1. The first left_join makes columns from Relationship (t2) nullable. So, child_id becomes std::optional<uint32_t>.
2. The second left_join joins Pet (t3). Since t3 is on the right side of a left_join, its columns (like pet_name) also become nullable, resulting in std::optional<std::string>.

If an inner_join were used for the second join (Pet), pet_name would still be std::optional<std::string> if the Pet table itself has a nullable name column. However, the join logic itself wouldn't introduce nullability for the Pet table's columns.
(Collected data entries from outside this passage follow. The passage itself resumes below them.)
PR #1110, opened 2019-10-14
Move allocation proto to root level proto

pooneh-m:
This is to address a comment in https://github.com/googleforgames/agones/pull/1041


roberthbailey:
Do we also need to update any makefiles to reference the new location? Or are all of the references in https://github.com/googleforgames/agones/pull/1041?

pooneh-m:
> Do we also need to update any makefiles to reference the new location? Or are all of the references in #1041?

All the references are in #1041.

Issue #1077, opened 2016-01-05
Truncate super duper long const values?


sethladd:
For example, check out http://docs.flutter.io/flutter/material/material-library.html

What if we truncated incredibly long const values on the "index" page?

![screen shot 2016-01-05 at 9 28 04 am](https://cloud.githubusercontent.com/assets/5479/12122261/be355ef2-b38e-11e5-96c1-a9ace361ca1a.png)

Hixie:
We worked around this by moving the default value to a private constant, but the underlying bug still exists.

PR #1219, opened 2016-07-22
fix the display of long constants

devoncarew:
On the summary page, one display one line of text for constants (fix https://github.com/dart-lang/dartdoc/issues/1077).

Also, update how we style in-line code (to adjust to the markdown library rev).

@pq @keertip


keertip:
lgtm

PR #1220, opened 2016-07-22
minor change to the html generator

devoncarew:
- minor chage to the html generator to create a parent directory if it doesn't exist, instead of creating an empty file

@pq @keertip


keertip:
lgtm

PR #1221, opened 2016-07-22
html escape unresolved references

devoncarew:
- html escape unresolved square bracket references, so things like unresolved generics aren't converted into inline html

@pq @keertip


keertip:
lgtm

Issue #1146, opened 2016-04-12
Better screen real estate usage in multi-package dartdocs


yjbanov:
Flutter publishes its dartdocs as one site for all packages. It now look great! However, there's an opportunity to use the screen space more economically. Specifically, there is some redundant information in the header that increases the height of the header unnecessarily. Below is the screenshot with sections highlighted in red that could be removed without losing any useful information but shrinking the header size considerably:

![flutter-docs-screen-real-estate](https://cloud.githubusercontent.com/assets/211513/14475322/421d6aec-00b6-11e6-824f-bc096a8e3a30.png)

sethladd:
Good catch. It's not only duplicate, but incorrect. It's not really a "package" anymore. Maybe, if the categories are used, we can eliminate the word PACKAGE in the header, at least on the homepage.

devoncarew:
I could see it being more condensed vertically. It  would be nice if it lined up with the header size for https://flutter.io/ so that the page didn't jump around when you move from one part of the site to another.

This main dartdoc landing page doesn't use the space in the header for as many things as the follow on pages (a library page, or and class page). We'd want to decide if we need that content for the sub-pages. I do want to keep the header height for the various generated dartdoc pages the same, so that the header size doesn't jump around as you navigate through dartdoc pages.

devoncarew:
We could probably get pretty far here just with some small changes to our stylesheet.

devoncarew:
largely addressed - closing

PR #1223, opened 2016-07-23
don't show package label for sdk docs

devoncarew:
- if we're generating docs that use categories, don't show the 'package' label for the top-most index.html (https://github.com/dart-lang/dartdoc/issues/1146)
- fix an issue where the subnav headers wouldn't show all relevant options

screen shot 2016-07-22 at 10 02 47 pm

@keertip


keertip:
lgtm

PR #1224, opened 2016-07-25
fix issues with dispaying constants

devoncarew:
- change how we truncate long constant values on the summary page (the css method was causing display issues for long constants)
- show the full docs for enums on the summary page; just show the first line of docs for other constants

@keertip


keertip:
lgtm! Like the unit tests 👍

The key principle is that the nullability of a column in the final result depends on both its original type and the types of joins applied to its table.

Notes

• Joins can be chained and nested arbitrarily
• Aliases are required for all joined tables and subqueries
• Join conditions must use the correct aliases for columns
• You can join on subqueries, enabling powerful query composition
• Joins can be combined with group_by, order_by, and aggregation functions
• The result type must match the structure of your select statement, with field names matching the aliases used in the query

Example: Full Nested Join Query

struct ParentAndChild {
    std::string last_name;
    std::string first_name_child;
    double avg_parent_age_at_birth;
};

const auto get_children =
    select_from<Relationship, "t1">("parent_id"_t1 | as<"id">,
                                    "first_name"_t2 | as<"first_name">,
                                    "age"_t2 | as<"age">) |
    inner_join<Person, "t2">("id"_t2 == "child_id"_t1);

const auto get_people =
    select_from<Person, "t1">(
        "last_name"_t1 | as<"last_name">,
        "first_name"_t2 | as<"first_name_child">,
        avg("age"_t1 - "age"_t2) | as<"avg_parent_age_at_birth">
    ) |
    inner_join<"t2">(get_children, "id"_t1 == "id"_t2) |
    group_by("last_name"_t1, "first_name"_t2) |
    order_by("first_name"_t2) |
    to<std::vector<ParentAndChild>>;

This query joins a table to a subquery, groups by two columns, and computes an aggregate over the join.